Raw data START
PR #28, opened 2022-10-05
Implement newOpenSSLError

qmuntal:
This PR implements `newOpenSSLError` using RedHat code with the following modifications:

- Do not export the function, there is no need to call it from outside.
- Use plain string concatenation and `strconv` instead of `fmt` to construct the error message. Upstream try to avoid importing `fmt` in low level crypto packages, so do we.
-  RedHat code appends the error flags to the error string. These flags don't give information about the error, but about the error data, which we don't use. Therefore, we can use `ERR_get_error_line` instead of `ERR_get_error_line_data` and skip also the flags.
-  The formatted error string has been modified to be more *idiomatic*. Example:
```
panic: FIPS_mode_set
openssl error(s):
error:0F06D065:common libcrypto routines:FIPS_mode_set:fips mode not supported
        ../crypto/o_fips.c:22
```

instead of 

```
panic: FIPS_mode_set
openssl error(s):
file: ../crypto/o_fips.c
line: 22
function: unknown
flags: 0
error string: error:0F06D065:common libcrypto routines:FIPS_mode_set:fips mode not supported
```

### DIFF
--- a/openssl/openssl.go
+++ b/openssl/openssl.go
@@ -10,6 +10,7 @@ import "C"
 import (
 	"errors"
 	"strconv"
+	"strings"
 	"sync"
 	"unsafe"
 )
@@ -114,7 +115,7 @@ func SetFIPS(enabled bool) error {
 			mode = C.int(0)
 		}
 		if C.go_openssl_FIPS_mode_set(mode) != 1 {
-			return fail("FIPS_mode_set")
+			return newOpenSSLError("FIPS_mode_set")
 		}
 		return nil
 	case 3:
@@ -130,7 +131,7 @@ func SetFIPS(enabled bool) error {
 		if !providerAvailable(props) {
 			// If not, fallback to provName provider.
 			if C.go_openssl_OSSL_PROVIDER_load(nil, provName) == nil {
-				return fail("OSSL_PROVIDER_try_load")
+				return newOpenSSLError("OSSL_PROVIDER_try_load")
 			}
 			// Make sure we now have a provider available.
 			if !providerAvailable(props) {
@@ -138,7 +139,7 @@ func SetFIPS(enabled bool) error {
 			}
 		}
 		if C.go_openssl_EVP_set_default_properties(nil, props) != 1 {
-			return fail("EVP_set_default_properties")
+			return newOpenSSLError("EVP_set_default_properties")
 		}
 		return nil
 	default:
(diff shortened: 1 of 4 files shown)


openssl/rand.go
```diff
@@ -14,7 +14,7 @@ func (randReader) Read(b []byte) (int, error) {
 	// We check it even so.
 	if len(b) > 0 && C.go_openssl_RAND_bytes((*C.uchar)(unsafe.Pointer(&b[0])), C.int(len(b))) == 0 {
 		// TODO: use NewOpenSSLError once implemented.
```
Raw data END
## [Try it]
Extract every record. Keep wording exact.

## [Response to this task]
PR #28, opened 2022-10-05
Implement newOpenSSLError

qmuntal:
This PR implements `newOpenSSLError` using RedHat code with the following modifications:

- Do not export the function, there is no need to call it from outside.
- Use plain string concatenation and `strconv` instead of `fmt` to construct the error message. Upstream try to avoid importing `fmt` in low level crypto packages, so do we.
-  RedHat code appends the error flags to the error string. These flags don't give information about the error, but about the error data, which we don't use. Therefore, we can use `ERR_get_error_line` instead of `ERR_get_error_line_data` and skip also the flags.
-  The formatted error string has been modified to be more *idiomatic*. Example:
```
panic: FIPS_mode_set
openssl error(s):
error:0F06D065:common libcrypto routines:FIPS_mode_set:fips mode not supported
        ../crypto/o_fips.c:22
```

instead of 

```
panic: FIPS_mode_set
openssl error(s):
file: ../crypto/o_fips.c
line: 22
function: unknown
flags: 0
error string: error:0F06D065:common libcrypto routines:FIPS_mode_set:fips mode not supported
```

### DIFF
--- a/openssl/openssl.go
+++ b/openssl/openssl.go
@@ -10,6 +10,7 @@ import "C"
 import (
 	"errors"
 	"strconv"
+	"strings"
 	"sync"
 	"unsafe"
 )
@@ -114,7 +115,7 @@ func SetFIPS(enabled bool) error {
 			mode = C.int(0)
 		}
 		if C.go_openssl_FIPS_mode_set(mode) != 1 {
-			return fail("FIPS_mode_set")
+			return newOpenSSLError("FIPS_mode_set")
 		}
 		return nil
 	case 3:
@@ -130,7 +131,7 @@ func SetFIPS(enabled bool) error {
 		if !providerAvailable(props) {
 			// If not, fallback to provName provider.
 			if C.go_openssl_OSSL_PROVIDER_load(nil, provName) == nil {
-				return fail("OSSL_PROVIDER_try_load")
+				return newOpenSSLError("OSSL_PROVIDER_try_load")
 			}
 			// Make sure we now have a provider available.
 			if !providerAvailable(props) {
@@ -138,7 +139,7 @@ func SetFIPS(enabled bool) error {
 			}
 		}
 		if C.go_openssl_EVP_set_default_properties(nil, props) != 1 {
-			return fail("EVP_set_default_properties")
+			return newOpenSSLError("EVP_set_default_properties")
 		}
 		return nil
 	default:
(diff shortened: 1 of 4 files shown)


openssl/rand.go
```diff
@@ -14,7 +14,7 @@ func (randReader) Read(b []byte) (int, error) {
 	// We check it even so.
 	if len(b) > 0 && C.go_openssl_RAND_bytes((*C.uchar)(unsafe.Pointer(&b[0])), C.int(len(b))) == 0 {
 		// TODO: use NewOpenSSLError once implemented.
```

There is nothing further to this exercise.